Alüminyum tarafında ise kapasite fazlalığının fiyatlara olumsuz yansıdığını dile getiren İDDMİB Alüminyum Komitesi Başkanı Ali Bakaner, ihracat miktarındaki artışa rağmen birim fiyatta yaşanan düşüşe işaret etti. 2023’e göre 2024 yılında miktarda yüzde 7.30, değerde yüzde 0.87 artış yaşayan alüminyum sektörünün kilogram birim fiyatı yüzde 5.99 düşüş yaşadı. Sektör, geçen yıl 4.9 milyar dolarlık ihracat gerçekleştirdi.
Önceden Devlet Planlama Teşkilatı’nın (DPT) sektörleri inceleyip raporlar hazırladığını ve ona göre teşvikler verildiğini anlatan Ali Bakaner, “Maalesef bu kurumumuzdan mahrum kaldık. Özellikle pandemiden sonra alüminyum sektörünün para kazandığını gören firmalar fizibilite yapmadan bu alana yatırım yaptı. iyi para kazandı. Dolayısıyla şu anda 3 kat fazla kapasite oluştu. Maalesef bu kez de rekabet için fiyat kırmalar başladı. Kalitemizle, hizmetimizle, katma değerimizle değil maalesef fiyat kırarak rekabet etme yarışı başladı” dedi.
Düşük fiyatlarla kendi ayağımıza, sektörümüze kurşun sıkıyoruz” diyen Bakaner, “Şu anda üzerinde durmamız gereken en önemli konu verimli ve sürdürülebilir bir hizmet anlayışıyla yeni ürünlerle, yeni pazara açılmak. Ancak, Almanya’nın başı çektiği Avrupa Birliği ülkeleri antidamping çalışması yapıyor. Dolayısıyla mevcut pazarlarımız daralıyor” diye devam etti.
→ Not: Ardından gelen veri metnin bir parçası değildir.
PR #1418, opened 2022-12-20
feat: update spdx format model to produce valid spdx json documents

spiffcs:
## Summary - add small adjustments so default spdx documents are valid

- Add Describes Relationship to spdx relationships
- Add DOCUMENT describes DOCUMENT relationship to final spdx format model
-  Add empty digests for files that are not regular files which cannot be linked back to their regular file

The above changes get syft to a point where it can produce SPDX documents that pass the different tooling validators found under [spdx-org](https://github.com/spdx?type=source). There are future enhancements we can make that allow syft to generate better digest information for symlinks and irregular files. 

### Future improvments
1) Symlinks can be updated in the SBOM to resolve to their real path and lookup the related digest built for that real path by the digest cataloger

2) The `DOCUMENT` `describes` relationship can be pointed to a specific package constructed by the SBOM. One proposal surrounding this is using the [primary package purpose field](https://spdx.github.io/spdx-spec/v2.3/package-information/#724-primary-package-purpose-field). For a container scan, we can use the `source` information to construct a package that references the scanned container with the primary package purpose of `CONTAINER`. The SPDX `DOCUMENT` `describes` relationship can then be pointed at that package.

#### Image showing new CLI tests for spdx validity against candidate images
Screenshot 2022-12-20 at 5 17 21 PM

### To Test
```
SYFT_FILE_METADATA_CATALOGER_ENABLED=true SYFT_FILE_METADATA_DIGESTS=sha1 go run cmd/syft/main.go alpine:latest -o spdx > test.spdx
```
```
SYFT_FILE_METADATA_CATALOGER_ENABLED=true SYFT_FILE_METADATA_DIGESTS=sha1 go run cmd/syft/main.go alpine:latest -o spdx-json > test.json
```

^ The above outputs can be submitted to the SPDX validator:
https://tools.spdx.org/app/validate/

Note: To produce valid SPDX we still need to enable to digest cataloger because of the files analyzed field. Running this with no sha1 digest capability will result in `Found analyzed files for package xxx when analyzedFiles is set to false`

There is also automated testing now in syft to check against the tooling:
Screenshot 2022-12-20 at 11 12 19 PM


syft/artifact/relationship.go
```diff
@@ -15,6 +15,9 @@ const (
 
 	// DescribedByRelationship is a proxy for the SPDX 2.2.2 DESCRIBED_BY relationship.
 	DescribedByRelationship RelationshipType = "described-by"
+
+	// DescribesRelationship is a proxy for the SPDX 2.3.0 DESCRIBES relationship.
+	DescribesRelationship RelationshipType = "describes"
```
wagoodman, line 20: I've been trying to keep all of the relationships that syft outputs "one-way" by design and not express "both ways". That is, we have a `described-by` relationship which `describes` expresses the same edge type in a different direction. Can we use the existing `described-by` relationship we have today (and flip the node order in the relationship) instead of duping the kind in order to express a different direction?

spiffcs: Great question! I think we can do that on the syft side and then have some formatting specific logic in the spdx format model code that gets the `DESCRIBES` wording into the final document.

^ Does this work for you? Apologies for including one-way edges that mirrored effort here - tunnel-visioned on the validation a little too hard.

spiffcs: Removed

syft/formats/common/spdxhelpers/to_format_model.go
```diff
@@ -27,12 +27,30 @@ const (
 	noAssertion = "NOASSERTION"
 )
 
+var DocumentDescribesRelationship = &spdx.Relationship{
```
wagoodman, line 30: since this isn't being used elsewhere we shouldn't be exporting it. (it could probably be inlined within `ToFormatModel`)

wagoodman (approved):

PR #1794, opened 2023-05-08
Keep original FileInfo persisted on file.Metadata structs

wagoodman:
Incorporates changes from anchore/stereoscope#172 by swapping over to `file.ManualInfo` in test fixtures and SBOM decoding execution paths as necessary.


syft/file/metadata_cataloger_test.go
```diff
@@ -146,13 +165,14 @@ func TestFileMetadataCataloger(t *testing.T) {
 			l := source.NewLocationFromImage(test.path, *ref.Reference, img)
 
 			if _, ok := actual[l.Coordinates]; ok {
-				redact := actual[l.Coordinates]
-				redact.ModTime = time.Time{}
-				actual[l.Coordinates] = redact
+				// we're not interested in keeping the test fixtures up to date with the latest file modification times
+				// thus ModTime is not under test
+				fi := test.expected.FileInfo.(file.ManualInfo)
+				fi.ModTimeValue = actual[l.Coordinates].ModTime()
```
kzantow, line 171: Nit: maybe update the actual value here with the hardcoded one?

spiffcs (approved):
👍

kzantow (approved):
👍

syft/file/metadata_cataloger_test.go
wagoodman: I don't think I follow -- the comment above explicitly mentions this field isn't intended to be put under test. Are you saying the test should cover this?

“Bu fiyatlarla Çin’e çalışmış oluyoruz”
Ali Bakaner, 100’ün üzerinde dökümhane bulunduğunu söyledi. Bakaner, “Biz bu fiyatlarla ancak Çin’e çalışmış oluruz. Bizim rekabet gücümüz düştükçe artan maliyetler karşısında Çin’den ithalat daha da artar. Nasıl bazı ülkeler yerli üretimini korumak için kota uyguluyorsa bizim de mutlaka bu durumu göz önünde bulundurmamız lazım” yorumunu yaptı. Bakaner, Dunald Trump’ın göreve gelmesiyle Çin ürünlerine uygulayacağını açıkladığı vergilerle Türkiye’nin yeniden üretim merkezi haline gelebileceği umudunu taşıdıklarını da paylaştı.